On the occasion of Rabindranath Tagore’s 150th birth centenary, National Award winning director Rituparno Ghosh is reportedly planning to take forward one of the Nobel Laureate’s short stories. Kabuliwallah could have Amitabh Bachchan in the title role, with Vidya Balan as a grown-up Mini, who the Afghan had wooed as a child with badam pisti and sasur badi (in-laws’ home) jokes.
Says Balan, “Rituda and I have been discussing ideas for the last three years. Let’s see which one happens. Kabuliwallah is my favourite Tagore story, I’ve always wondered what happened to Mini after she got married and really went to her sasur badi; and the Kabuliwallah after he returned home to his daughter in Kabul,” she muses, adding that it would be wonderful to work with Bachchan again. “He’s just bagged a fourth well-deserved National Award for Paa. I feel like a proud mother.”

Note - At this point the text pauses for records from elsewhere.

PR #1036, opened 2022-10-27
Add option to sign commitments at various feerates (FEAT 32/33)

t-bast:
When using `option_anchors`, nodes must keep a pool of utxos available to set the fees of commitment and HTLC transactions at broadcast time. This is a complex task that requires sophisticated utxo management to efficiently protect against malicious peers (even more so when HTLC txs pay 0 fees by default).

The `option_alternative_feerates` feature reduces that complexity, by making it possible for nodes to have versions of HTLC transactions at various feerates, which may remove the need to add external inputs in most cases and keep them for exceptional occasions, at the expense of slightly more latency, bandwidth and storage usage.

Disclaimer: this is a very low tech and unsatisfying mitigation for the issues discussed in #845, but it's trivial to implement and may provide good guarantees against attackers in practice. I'm merely chasing concept ACKs at that point and need to prototype it to fill potential gaps in the requirements. It can be especially useful for mobile wallets that don't want to manage on-chain fee-bumping reserves.

TODO:

- investigate alternatives, such as signing multiple commit txs with different amounts for the anchor output: you can then use this output to fund HTLC txs from this channel (it lets the reserve come from the channel funds inside of an external wallet). Think about the dependency with the channel reserve.

### DIFF
--- a/02-peer-protocol.md
+++ b/02-peer-protocol.md
@@ -24,6 +24,7 @@ operation, and closing.
       * [Committing Updates So Far: `commitment_signed`](#committing-updates-so-far-commitment_signed)
       * [Completing the Transition to the Updated State: `revoke_and_ack`](#completing-the-transition-to-the-updated-state-revoke_and_ack)
       * [Updating Fees: `update_fee`](#updating-fees-update_fee)
+      * [Signing alternative feerates](#signing-alternative-feerates)
     * [Message Retransmission: `channel_reestablish` message](#message-retransmission)
   * [Authors](#authors)
 
@@ -783,20 +784,25 @@ Once both nodes have exchanged `channel_ready` (and optionally [`announcement_si
 Changes are sent in batches: one or more `update_` messages are sent before a
 `commitment_signed` message, as in the following diagram:
 
-        +-------+                               +-------+
-        |       |--(1)---- update_add_htlc ---->|       |
-        |       |--(2)---- update_add_htlc ---->|       |
-        |       |<-(3)---- update_add_htlc -----|       |
-        |       |                               |       |
-        |       |--(4)--- commitment_signed --->|       |
-        |   A   |<-(5)---- revoke_and_ack ------|   B   |
-        |       |                               |       |
-        |       |<-(6)--- commitment_signed ----|       |
-        |       |--(7)---- revoke_and_ack ----->|       |
-        |       |                               |       |
-        |       |--(8)--- commitment_signed --->|       |
-        |       |<-(9)---- revoke_and_ack ------|       |
-        +-------+                               +-------+
+        +-------+                                           +-------+
+        |       |--(1)----       update_add_htlc        ---->|       |
+        |       |--(2)----       update_add_htlc        ---->|       |
+        |       |<-(3)----       update_add_htlc        -----|       |
+        |       |                                            |       |
+        |       |--(4)---       commitment_signed        --->|       |
+        |       |--(4a)--- alternative_commitment_signed --->|       |
+        |       |--(4b)--- alternative_commitment_signed --->|       |
+        |   A   |<-(5)----       revoke_and_ack        ------|   B   |
+        |       |                                            |       |
+        |       |<-(6)---       commitment_signed        ----|       |
+        |       |<-(6a)--- alternative_commitment_signed ----|       |
+        |       |<-(6b)--- alternative_commitment_signed ----|       |
+        |       |<-(6c)--- alternative_commitment_signed ----|       |
+        |       |--(7)----       revoke_and_ack        ----->|       |
+        |       |                                            |       |
+        |       |--(8)---       commitment_signed        --->|       |
+        |       |<-(9)----       revoke_and_ack        ------|       |
+        +-------+                                            +-------+
 
 Counter-intuitively, these updates apply to the *other node's*
 commitment transaction; the node only adds those updates to its own
@@ -1183,21 +1189,30 @@ sign the resulting transaction (as defined in [BOLT #3](03-transactions.md)), an
    * [`u16`:`num_htlcs`]
    * [`num_htlcs*signature`:`htlc_signature`]
 
+1. `tlv_stream`: `commitment_signed_tlvs`
+2. types:
+    1. type: 1 (`alternative_feerates`)
+    2. data:
+        * [`...*u32`:`feerates_per_kw`]
+
 #### Requirements
 
 A sending node:
   - MUST NOT send a `commitment_signed` message that does not include any
-updates.
-  - MAY send a `commitment_signed` message that only
-alters the fee.
-  - MAY send a `commitment_signed` message that doesn't
-change the commitment transaction aside from the new revocation number
-(due to dust, identical HTLC replacement, or insignificant or multiple
-fee changes).
+    updates.
+  - MAY send a `commitment_signed` message that only alters the fee.
+  - MAY send a `commitment_signed` message that doesn't change the
+    commitment transaction aside from the new revocation number (due to dust,
+    identical HTLC replacement, or insignificant or multiple fee changes).
   - MUST include one `htlc_signature` for every HTLC transaction corresponding
     to the ordering of the commitment transaction (see [BOLT #3](03-transactions.md#transaction-input-and-output-ordering)).
+  - If `option_anchors` and `option_alternative_feerates` were negotiated:
+    - MUST send `alternative_feerates` containing other feerates for which it
+      will send signatures.
+    - MUST send one `alternative_commitment_signed` for each of those feerates.
+    - SHOULD include feerates that are higher than the current commitment feerate.
   - if it has not recently received a message from the remote node:
-      - SHOULD use `ping` and await the reply `pong` before sending `commitment_signed`.
+    - SHOULD use `ping` and await the reply `pong` before sending `commitment_signed`.
 
 A receiving node:
   - once all pending updates are applied:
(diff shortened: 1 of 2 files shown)


SomberNight:
How does this help with the HTLC txs? You still need to bring your own utxo - or are you assuming using the old `option_anchor_outputs` instead of `option_anchors_zero_fee_htlc_tx`? (If so, is the old feature supported by nodes? I thought it was pretty much deprecated in favour of `option_anchors_zero_fee_htlc_tx`)

> It can be especially useful for mobile wallets that don't want to manage on-chain fee-bumping reserves.

Yes, please. :) It would be great to be able to avoid reserving utxos...

t-bast:
> How does this help with the HTLC txs? You still need to bring your own utxo

No you won't need to, sorry if that was unclear, but the HTLC txs from `alternative_commitment_signed` use `SIGHASH_ALL`, not `SIGHASH_SINGLE | SIGHASH_ANYONECANPAY`, and they do pay the feerate announced. If one of them has the feerate you want, you just add your local sigs and broadcast it without adding any new input. If none of your transactions have a good feerate, then you use the `SIGHASH_SINGLE | SIGHASH_ANYONECANPAY` tx from `commitment_signed` and add your own inputs. One added benefit is a smaller HTLC tx since it has a single input, which is more fee-efficient.

> Doing this for HTLCs is also really complicated because we probably don't want to go back from the zero fee htlcs world for several reasons.

Can you detail what reasons? On the contrary, I want this _mostly_ for the HTLC txs (more than for the commit tx), because that's where we potentially get a big multiplier on the number of on-chain txs we have to confirm. For those HTLC txs, it is effectively broadcaster-pays (since the feerate is paid from the HTLC input).

It is slightly cumbersome for the commit tx, because you need to apply different trimming thresholds for each feerate, but it's not new complexity we didn't have before.

I agree it would make a lot of sense for those alternative commit txs to take the fee from the broadcaster's main output: this part would be new complexity, where you won't be able to reach the desired feerate if your peer's main output doesn't have enough value, but it doesn't feel overwhelmingly complex (especially in light of the benefits of sparing your utxos and the increased safety that comes with it - even though you still need some utxo management logic for the case where the pre-signed feerates are still not good enough).

I know it is definitely not a very satisfying solution :sweat_smile:, but I don't see how else we can get that extra-safety in the short term, and I think such extra-safety is quite desirable...

02-peer-protocol.md
```diff
@@ -1342,6 +1359,47 @@ it's simplest to only allow it to set fee levels; however, as the same
...
+   * [`u16`:`num_htlcs`]
+   * [`num_htlcs*signature`:`htlc_signature`]
+
+#### Requirements
+
+A sending node:
+  - If `option_alternative_feerates` was negotiated:
+    - MUST send one `alternative_commitment_signed` for each feerate listed
+      in the corresponding `commitment_signed.alternative_feerates`.
+    - MUST use `SIGHASH_ALL` for the `htlc_signature`s.
```
SomberNight, line 1381: >> How does this help with the HTLC txs? You still need to bring your own utxo
>
> No you won't need to, sorry if that was unclear, but the HTLC txs from `alternative_commitment_signed` use `SIGHASH_ALL`, not `SIGHASH_SINGLE | SIGHASH_ANYONECANPAY`, and they do pay the feerate announced.

I see. The fee part was not clear to me from the text. I guess I could have deduced it from using the sighash_all requirement. I think it would be better to explicitly mention this, e.g.:

```suggestion
    - MUST use `SIGHASH_ALL` for the `htlc_signature`s, and apply `feerate_per_kw` for each HTLC transaction even if `option_anchors_zero_fee_htlc_tx` applies to the channel.
```

(to counterbalance bolt-03 being very specific [about the contrary](https://github.com/lightning/bolts/blob/16973e2b857e853308cafd59e42fa830d75b1642/03-transactions.md#requirements-2))

t-bast: Yes definitely, if there is generally a good feeling about the proposal, I'll make that PR much more detailed, since there are quite a few subtleties that are currently hard to grasp.

02-peer-protocol.md
```diff
@@ -1342,6 +1359,47 @@ it's simplest to only allow it to set fee levels; however, as the same
...
+   * [`signature`:`signature`]
+   * [`u16`:`num_htlcs`]
+   * [`num_htlcs*signature`:`htlc_signature`]
+
+#### Requirements
+
+A sending node:
+  - If `option_alternative_feerates` was negotiated:
+    - MUST send one `alternative_commitment_signed` for each feerate listed
+      in the corresponding `commitment_signed.alternative_feerates`.
```
SomberNight, line 1380: Note that HTLC-timeout transactions are CLTV locked (with independent CLTVs between htlcs). A CLTV might be hundreds of blocks into the future. Broadcasting a commitment tx at `alternative_feerate1` locks in that same feerate for all HTLCs too. (because the sighash in the htlc tx's input commits to the txid of the parent commit tx)

Unless we make it quadratic and pre-sign htlc txs at each `alternative_feerate` for commit txs at each `alternative_feerate`. That would mean creating `num_htlcs * len(alternative_feerates)**2` signatures at every committed channel state update.

02-peer-protocol.md
```diff
@@ -1183,42 +1189,53 @@ sign the resulting transaction (as defined in [BOLT #3](03-transactions.md)), an
...
+  - MAY send a `commitment_signed` message that only alters the fee.
+  - MAY send a `commitment_signed` message that doesn't change the
+    commitment transaction aside from the new revocation number (due to dust,
+    identical HTLC replacement, or insignificant or multiple fee changes).
   - MUST include one `htlc_signature` for every HTLC transaction corresponding
     to the ordering of the commitment transaction (see [BOLT #3](03-transactions.md#transaction-input-and-output-ordering)).
+  - If `option_anchors` and `option_alternative_feerates` were negotiated:
+    - MUST send `alternative_feerates` containing other feerates for which it
+      will send signatures.
+    - MUST send one `alternative_commitment_signed` for each of those feerates.
```
SomberNight, line 1212: I find it weird that Alice decides what feerates will be available to Bob in Bob's commitment tx, and vice-versa. Ideally it would be Alice who can decide for herself that she wants feerates `[3,10,30,100,300]` (sat/vbyte). What if Alice sends some nice rates to Bob but Bob does not give any alternatives to Alice (`alternative_feerates=[]`)? Is Alice supposed to force-close because of not having enough feerate options?

02-peer-protocol.md
t-bast: This is a very good remark. I went back and forth on that, the other option I had in mind that doesn't have this issue is to only sign alternative HTLC txs and not the commit tx. We keep a single commit tx (the one signed in `commitment_signed`, which will likely need some CPFP using the anchor) and sign alternative HTLC txs for each pending HTLC (and all these alternatives would spend the same output of the commit tx).

That means we need to handle the case where an HTLC tx doesn't make sense to be signed at some feerates (because its value goes entirely to fees): there are different ways of doing that (either skip them entirely or provide a dummy signature like `0x00...00`), it's not necessarily hard but is a bit messy.

02-peer-protocol.md
t-bast: I agree, that's one of the decisions I wanted to have on this PR, thanks for raising it :wink:. What we do here depends on whether we do "broadcaster pays" or not and whether we re-sign commitment transactions or not.

One issue with Alice deciding what feerates Bob should sign for her commit transaction is that she ask Bob to pay a feerate so high that HTLCs all go to dust, and then she could broadcast the corresponding commitment once it's revoked and Bob won't be able to claim anything. Similarly to what we have with `update_fee`, Bob shouldn't sign feerates that it feels are absurdly high. But we can probably find a good middle ground that works well enough in practice.

t-bast:
> Don't we need to reintroduce all the dust complexity in https://github.com/lightning/bolts/pull/919 that we were able to basically get rid of?

I agree, that would be very annoying, but we don't necessarily have to, the design space is quite open here, it's a matter of what we want to do. A very simple solution is to decide that those `alternative_commitment_signed` don't apply any trimming and keep the exact same HTLC outputs as the main `commitment_signed`. Some of those HTLC outputs will be uneconomical to spend on-chain, but they're already uneconomical to spend without those additional signatures, so we're not making things worse?

I'm sorry if this is still quite hand-wavy, I didn't open this PR with a finalized idea of all the details, on the contrary I wanted to gather feedback to help decide what trade-offs seem best.

ariard:
Joining Matt's concern here, I think we're re-introducing all the risk aleas of dusty HTLCs either burnable by your counterparty as a straight damage or collectable by your counterparty if it behaves in collusion with a miner (an assumption lowered with the deployment of Stratum v2 in fact, where the block template can be selected at the endpoint). HTLC transactions can be both ways, as such even if you have the LSP always acting as a funder with the fee responsibility, you might give something like counterparty's `MAX_ACCEPTED_HTLC` * `max_feerate_presigned_commitment` * `average_htlc_transaction` of "trusted" fee surface to your counterparty. So assuming 50 (LDK default), 100 sat/vbytes, 200 bytes, that is 0.01  BTC of operational risk by connected spoke for a LSP.

I don't think the solution of relying on your reserve balance (from channel A) as a anchor input value on HTLC transactions (from channel B) is a viable solution either, as you cannot be certain in the worst-case scenario all your channels might go on-chain as the same time. The idea of alternative pre-signed feerates commitment transaction where the extra fee is taken from the broadcaster sounds more plausible. Though still you have to consider issue like withheld HTLC resolution from your counterparty to push you to broadcast your own version of the commitment. And if your fee-estimation is delegated to a third-party or external API, combining both for the highest fee altnerative to be broadcast. Appears that, it might be good.

t-bast:
> once the commitment transaction is on-chain you have your (at least reserve) balance lying there to use as anchor input value on HTLC transactions.

I don't think that really works though, unless you have a very long `cltv_expiry_delta` or a low enough `max-accepted-htlcs`...
If you use the default `max-accepted-htlcs` of 483, an attacker would simply make you send 483 outgoing HTLCs with expiries N+1, N+2, ..., N + 483 so you can't easily use a single utxo to claim them all on time.

At every block, you'd need to double-spend your previous batched transaction to include one more HTLC, and that requires increasing fees as well to follow RBF rules. It would be interesting to run the numbers and see how much extra fees you'd end up paying to "save" those utxos.

The alternative is to make a tree of unconfirmed transactions where you use the change output of the HTLC tx with expiry N+1 to fund the HTLC tx with expiry N+2, and repeat that for each HTLC, but that also ends up being an RBF nightmare: if the fees of the first HTLC tx are too low, RBF-ing it will be incredibly expensive because of the chain of unconfirmed descendants, so your only option is to use CPFP at the bottom of the tree, which means setting a high feerate for *all* the HTLC txs in the tree, whereas some of them still have some time before expiry. That also ends up greatly overpaying fees, which is a painful griefing attack, isn't it?

Those scenarios are why I'm focusing on HTLC txs, because getting commitment txs included is easier in my opinion since it doesn't have the transaction multiplier effect that HTLCs have, so you're probably ok always targeting a quick confirmation window which then frees another utxo to fee-bump another channel.

> Joining Matt's concern here, I think we're re-introducing all the risk aleas of dusty HTLCs either burnable by your counterparty as a straight damage

I agree that this is non-trivial: the signer cannot sign for feerates that are too high, because they otherwise potentially lose too much money to miners if a revoked commit is broadcast. The signer would need to choose the feerates it uses to sign to ensure that the amount burnt to fees never exceeds the channel reserve. I'll run some numbers to see if that could be reasonable or not.

PR #1039, opened 2022-11-07
BOLT#02: change SHOULD to MUST for fee-range mismatch

Crypt-iQ:
Addresses most of #1013, but without some warning codes the funder won't know what to change. This patch requires that the sender of `fee_range` doesn't send another until receiving a response via `closing_signed` or `warning`.

### DIFF
--- a/02-peer-protocol.md
+++ b/02-peer-protocol.md
@@ -704,6 +704,8 @@ The sending node:
   inclusion in a block.
   - SHOULD set `fee_range` according to the minimum and maximum fees it is
   prepared to pay for a close transaction.
+  - MUST NOT send another `fee_range` if it has already sent a `fee_range` and hasn't received
+  a `closing_signed` or `warning` in response from the peer.
   - if it doesn't receive a `closing_signed` response after a reasonable amount of time:
     - MUST fail the channel
   - if it is not the funder:
@@ -726,7 +728,7 @@ The receiving node:
     - MAY close the connection.
   - if the message contains a `fee_range`:
     - if there is no overlap between that and its own `fee_range`:
-      - SHOULD send a warning
+      - MUST send a warning
       - MUST fail the channel if it doesn't receive a satisfying `fee_range` after a reasonable amount of time
     - otherwise:
       - if it is the funder:


t-bast:
This looks like a hacky way of making the closing protocol compatible with Musig2 funding outputs (and failing to mention that this is the motivation for the change). I think we should instead work on creating a cleaner protocol for closing taproot channels. My personal preference is to make it an explicit turn-based protocol (instead of hijacking the unrelated `warning` message).

The new requirement doesn't even seem doable since there's no reestablish logic to know that when you sent a `fee_range` it was received by your peer, so you may end up with deadlocks?

Crypt-iQ:
> This looks like a hacky way of making the closing protocol compatible with Musig2 funding outputs

this isn't the motivation for the change though - the current protocol as written fails in an edge case

> The new requirement doesn't even seem doable since there's no reestablish logic

since things start over if the conn restarts, this doesn't seem necessary since you just start over

t-bast:
> since things start over if the conn restarts, this doesn't seem necessary since you just start over

Gotcha, that should be clarified, I read the requirement as something that must be applied throughout reconnects.

> the current protocol as written fails in an edge case

That's because it was designed that way, not being a turn-based protocol and requiring node operator intervention to resolve feerate conflicts / lack of progress. I now think that this was a mistake and I should have made it a strict turn-based protocol...

I don't think it makes any sense to require a node to send a `warning`. Warnings are optional hints that nodes send to each other when they detect weird behavior from their peer, and I believe they should stay that way. Using them to transform this protocol into a strict turn-based protocol is a red herring to me. If we want to make it a turn-based protocol, we should be more explicit about it (and as I previously stated in the related discussions, add an explicit reject message). I'm curious to get feedback from the other implementations though?

Crypt-iQ:
an explicit reject message is better imo, this patch was motivated by this comment https://github.com/lightning/bolts/issues/1013#issuecomment-1230772071

vincenzopalazzo (commented):
I'm also in favor of another message here but I'm not sure what kind of message in order to avoid making the protocol less verbose.

Also, encoding some data in the warning message could work, but I need to think more about this use case

t-bast:
Shall we change this PR to become the spec for a new `reject_closing_signed` message or should we close it and open a separate PR?

Crypt-iQ:
Can close this, the reject version of coop closing is in this PR https://github.com/lightning/bolts/pull/1016 -- I think that addresses what this PR is trying to fix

Vidya is currently in Kolkata shooting for Sujoy Ghosh’s Kahani. She plays a pregnant woman on a mission in this thriller, supposedly inspired by Kill Bill. “Sujoy narrated the script to me a year-and-a-half ago. I’ve seen Kill Bill, there are no similarities with Uma Thurman’s character apart from the fact that I’m expecting a baby who brings hope and ensures that this story doesn’t become too dark,” she argues. “A woman protagonist is rare in Hindi cinema and lends herself to all kinds of references and inferences.”
She’s enjoying her ‘pregnancy’ and loves mimicking the waddle. “Expectant mammas look divine. But I’ve been reading a book on pregnancy and all that about morning sickness, strange cravings and body changes is scary,” she admits. “The knowledge should come in handy some day. I’ve played mother to a 13 year old Auro, but I’ve been told that I won’t know what motherhood is about till the baby actually kicks inside me.”
She’s looking forward to the kicks and nine months of binging. For now, she’s keeping those cravings in check. ‘Maybe on the last day, I can gorge on rosogulla and mishti doi (sweet curd),” she says.
Vidya loves being in the City of Joy during Durga Puja. She’s visited Kumartuli where the idols are moulded. “I saw
craftsmen mixing clay. Some were painting Maa’s eyes, her most beautiful features,” she informs. “After Parineeta, I read that I had become a reference point for some Durga idols and felt blessed.”
On the first day of shooting in North Kolkata, she recognised locations she had shot in five years ago. “I immediately called Dada (Parineeta director Pradeep Sarkar) to share my memories,” she says.
A lot has changed in these five years. She’s travelled the world, grown as an actress and become a star.
“Recently, in Kalighat, fans watched me shoot all day. They’ve seen me in a Bengali film, Bhalo Theko, so some called out to me in Bengali. I answered back in ‘bangla’, taking them by surprise,” she laughs.
“That’s the magic of the movies… I can be Manjolika (Bhool Bhulaiya) or Lolita (Parineeta). Who knows, it could be Mini next! It’s this opportunity to be someone else that makes acting fun!” says Balan.